AIM OF THE EXERCISE: Go through the listing below and gather every line with the word "slice".

DATA EXCERPTS:
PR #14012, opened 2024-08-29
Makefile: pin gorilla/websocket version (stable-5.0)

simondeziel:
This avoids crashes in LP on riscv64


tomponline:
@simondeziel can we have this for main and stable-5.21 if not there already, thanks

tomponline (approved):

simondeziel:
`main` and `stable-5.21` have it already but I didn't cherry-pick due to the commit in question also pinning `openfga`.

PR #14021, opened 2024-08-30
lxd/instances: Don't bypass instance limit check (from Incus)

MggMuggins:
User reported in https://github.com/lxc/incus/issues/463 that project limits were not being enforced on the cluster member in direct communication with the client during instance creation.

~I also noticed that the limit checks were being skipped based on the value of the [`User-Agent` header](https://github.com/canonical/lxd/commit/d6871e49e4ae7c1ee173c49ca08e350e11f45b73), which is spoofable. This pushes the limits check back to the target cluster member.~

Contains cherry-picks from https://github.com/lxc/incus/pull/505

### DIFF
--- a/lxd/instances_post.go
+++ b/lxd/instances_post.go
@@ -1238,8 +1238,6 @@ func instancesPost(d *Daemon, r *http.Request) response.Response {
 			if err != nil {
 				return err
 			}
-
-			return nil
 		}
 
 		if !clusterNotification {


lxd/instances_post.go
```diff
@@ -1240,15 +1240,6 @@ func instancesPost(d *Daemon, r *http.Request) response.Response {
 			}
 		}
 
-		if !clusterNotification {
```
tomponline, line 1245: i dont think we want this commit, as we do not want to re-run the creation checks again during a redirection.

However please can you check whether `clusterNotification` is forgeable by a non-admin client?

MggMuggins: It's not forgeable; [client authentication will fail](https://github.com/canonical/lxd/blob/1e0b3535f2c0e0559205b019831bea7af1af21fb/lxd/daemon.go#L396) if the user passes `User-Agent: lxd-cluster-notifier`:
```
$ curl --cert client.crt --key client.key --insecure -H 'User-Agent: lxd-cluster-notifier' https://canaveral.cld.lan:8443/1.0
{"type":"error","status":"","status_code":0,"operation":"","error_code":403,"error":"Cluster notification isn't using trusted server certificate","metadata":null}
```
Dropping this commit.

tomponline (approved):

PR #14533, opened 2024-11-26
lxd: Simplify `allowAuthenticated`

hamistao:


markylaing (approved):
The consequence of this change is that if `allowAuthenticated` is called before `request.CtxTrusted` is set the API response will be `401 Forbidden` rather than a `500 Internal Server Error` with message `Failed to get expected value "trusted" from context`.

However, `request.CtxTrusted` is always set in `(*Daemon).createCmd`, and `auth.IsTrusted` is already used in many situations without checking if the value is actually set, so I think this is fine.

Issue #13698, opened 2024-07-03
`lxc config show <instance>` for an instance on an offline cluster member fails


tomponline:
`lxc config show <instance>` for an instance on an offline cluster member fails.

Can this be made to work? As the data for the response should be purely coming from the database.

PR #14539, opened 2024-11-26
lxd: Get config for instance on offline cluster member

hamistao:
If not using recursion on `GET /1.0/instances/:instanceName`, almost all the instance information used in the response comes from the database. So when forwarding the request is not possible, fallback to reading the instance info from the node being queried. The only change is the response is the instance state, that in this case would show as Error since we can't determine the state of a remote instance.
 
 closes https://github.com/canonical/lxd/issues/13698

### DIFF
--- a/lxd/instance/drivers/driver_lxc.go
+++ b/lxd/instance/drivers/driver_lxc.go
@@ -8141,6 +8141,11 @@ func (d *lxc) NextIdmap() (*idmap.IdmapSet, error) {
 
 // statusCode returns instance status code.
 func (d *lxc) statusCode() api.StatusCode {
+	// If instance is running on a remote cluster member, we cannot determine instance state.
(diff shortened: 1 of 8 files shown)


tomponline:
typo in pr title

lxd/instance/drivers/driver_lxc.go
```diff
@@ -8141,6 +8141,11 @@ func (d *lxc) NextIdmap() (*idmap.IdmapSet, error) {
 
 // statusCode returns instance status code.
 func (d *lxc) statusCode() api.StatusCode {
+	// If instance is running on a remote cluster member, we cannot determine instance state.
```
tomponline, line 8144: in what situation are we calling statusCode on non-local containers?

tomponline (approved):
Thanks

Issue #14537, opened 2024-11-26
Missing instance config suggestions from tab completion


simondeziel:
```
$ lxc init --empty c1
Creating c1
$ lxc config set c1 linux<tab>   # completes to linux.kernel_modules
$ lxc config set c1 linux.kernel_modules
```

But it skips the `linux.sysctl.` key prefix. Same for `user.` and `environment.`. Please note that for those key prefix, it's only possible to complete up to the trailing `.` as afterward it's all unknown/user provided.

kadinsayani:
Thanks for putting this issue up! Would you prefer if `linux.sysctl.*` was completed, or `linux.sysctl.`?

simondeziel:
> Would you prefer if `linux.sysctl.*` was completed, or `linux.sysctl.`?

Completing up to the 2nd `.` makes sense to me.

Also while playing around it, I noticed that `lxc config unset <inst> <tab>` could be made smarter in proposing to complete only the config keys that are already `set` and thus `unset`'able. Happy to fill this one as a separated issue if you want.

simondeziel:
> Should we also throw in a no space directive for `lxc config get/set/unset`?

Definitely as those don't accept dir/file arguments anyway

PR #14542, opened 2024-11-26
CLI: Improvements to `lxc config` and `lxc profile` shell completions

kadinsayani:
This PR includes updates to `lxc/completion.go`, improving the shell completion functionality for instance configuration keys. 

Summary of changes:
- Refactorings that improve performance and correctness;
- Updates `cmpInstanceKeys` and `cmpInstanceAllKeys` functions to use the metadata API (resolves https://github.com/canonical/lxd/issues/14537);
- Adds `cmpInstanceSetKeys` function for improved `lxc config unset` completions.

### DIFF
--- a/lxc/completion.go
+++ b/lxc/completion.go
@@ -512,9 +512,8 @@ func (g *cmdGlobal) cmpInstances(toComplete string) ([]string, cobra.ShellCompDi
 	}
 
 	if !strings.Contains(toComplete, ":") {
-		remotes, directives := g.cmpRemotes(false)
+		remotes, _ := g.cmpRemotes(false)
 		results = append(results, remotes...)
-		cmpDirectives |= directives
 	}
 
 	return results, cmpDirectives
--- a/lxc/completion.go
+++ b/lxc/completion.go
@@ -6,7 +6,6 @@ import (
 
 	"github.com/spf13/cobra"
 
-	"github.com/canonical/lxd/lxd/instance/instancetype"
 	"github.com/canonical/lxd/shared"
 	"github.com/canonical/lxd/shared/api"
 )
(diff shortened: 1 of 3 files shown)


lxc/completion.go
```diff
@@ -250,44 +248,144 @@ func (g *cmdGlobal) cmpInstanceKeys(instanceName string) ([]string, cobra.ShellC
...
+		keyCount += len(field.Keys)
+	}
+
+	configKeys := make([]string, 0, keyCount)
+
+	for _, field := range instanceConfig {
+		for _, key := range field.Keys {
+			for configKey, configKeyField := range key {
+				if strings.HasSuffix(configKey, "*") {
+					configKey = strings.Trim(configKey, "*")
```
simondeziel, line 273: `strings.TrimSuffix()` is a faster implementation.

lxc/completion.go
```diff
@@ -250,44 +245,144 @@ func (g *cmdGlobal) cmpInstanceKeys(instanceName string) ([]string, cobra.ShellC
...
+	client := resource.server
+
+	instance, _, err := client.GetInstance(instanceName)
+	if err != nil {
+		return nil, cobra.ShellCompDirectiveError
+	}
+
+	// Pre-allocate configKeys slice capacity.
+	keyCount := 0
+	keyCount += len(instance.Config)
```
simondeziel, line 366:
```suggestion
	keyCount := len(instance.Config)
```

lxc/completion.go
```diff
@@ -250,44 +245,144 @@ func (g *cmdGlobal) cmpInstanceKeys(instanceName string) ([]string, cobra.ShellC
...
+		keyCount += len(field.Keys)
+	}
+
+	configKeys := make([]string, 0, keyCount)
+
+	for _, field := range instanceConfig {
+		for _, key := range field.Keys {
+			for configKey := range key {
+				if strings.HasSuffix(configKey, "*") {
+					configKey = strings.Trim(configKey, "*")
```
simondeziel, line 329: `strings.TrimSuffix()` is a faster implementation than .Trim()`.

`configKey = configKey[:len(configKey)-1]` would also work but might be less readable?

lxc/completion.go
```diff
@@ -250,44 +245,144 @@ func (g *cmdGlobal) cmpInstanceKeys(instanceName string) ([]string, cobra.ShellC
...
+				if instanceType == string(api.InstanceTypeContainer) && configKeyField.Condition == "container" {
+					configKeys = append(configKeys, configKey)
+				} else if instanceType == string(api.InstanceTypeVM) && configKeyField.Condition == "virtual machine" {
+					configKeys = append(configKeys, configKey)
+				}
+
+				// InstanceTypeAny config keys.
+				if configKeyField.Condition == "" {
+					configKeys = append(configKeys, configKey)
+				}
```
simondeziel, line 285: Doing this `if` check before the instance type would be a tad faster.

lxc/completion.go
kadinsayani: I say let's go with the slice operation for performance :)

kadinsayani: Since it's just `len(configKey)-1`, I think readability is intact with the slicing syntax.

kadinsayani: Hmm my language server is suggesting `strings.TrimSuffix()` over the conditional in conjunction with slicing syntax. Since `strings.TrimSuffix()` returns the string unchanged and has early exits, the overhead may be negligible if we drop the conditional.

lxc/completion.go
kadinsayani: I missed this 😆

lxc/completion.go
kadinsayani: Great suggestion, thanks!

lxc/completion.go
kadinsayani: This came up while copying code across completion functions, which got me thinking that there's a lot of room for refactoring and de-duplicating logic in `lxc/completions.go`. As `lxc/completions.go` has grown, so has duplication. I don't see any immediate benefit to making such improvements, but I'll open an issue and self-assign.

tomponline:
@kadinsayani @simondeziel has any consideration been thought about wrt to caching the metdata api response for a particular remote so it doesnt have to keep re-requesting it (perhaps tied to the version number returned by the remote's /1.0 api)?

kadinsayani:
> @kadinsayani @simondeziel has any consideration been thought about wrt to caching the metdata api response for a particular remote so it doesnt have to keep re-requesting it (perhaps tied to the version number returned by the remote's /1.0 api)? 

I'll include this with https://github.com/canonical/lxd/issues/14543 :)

ANSWER AREA:
+	// Pre-allocate configKeys slice capacity.
kadinsayani: I say let's go with the slice operation for performance :)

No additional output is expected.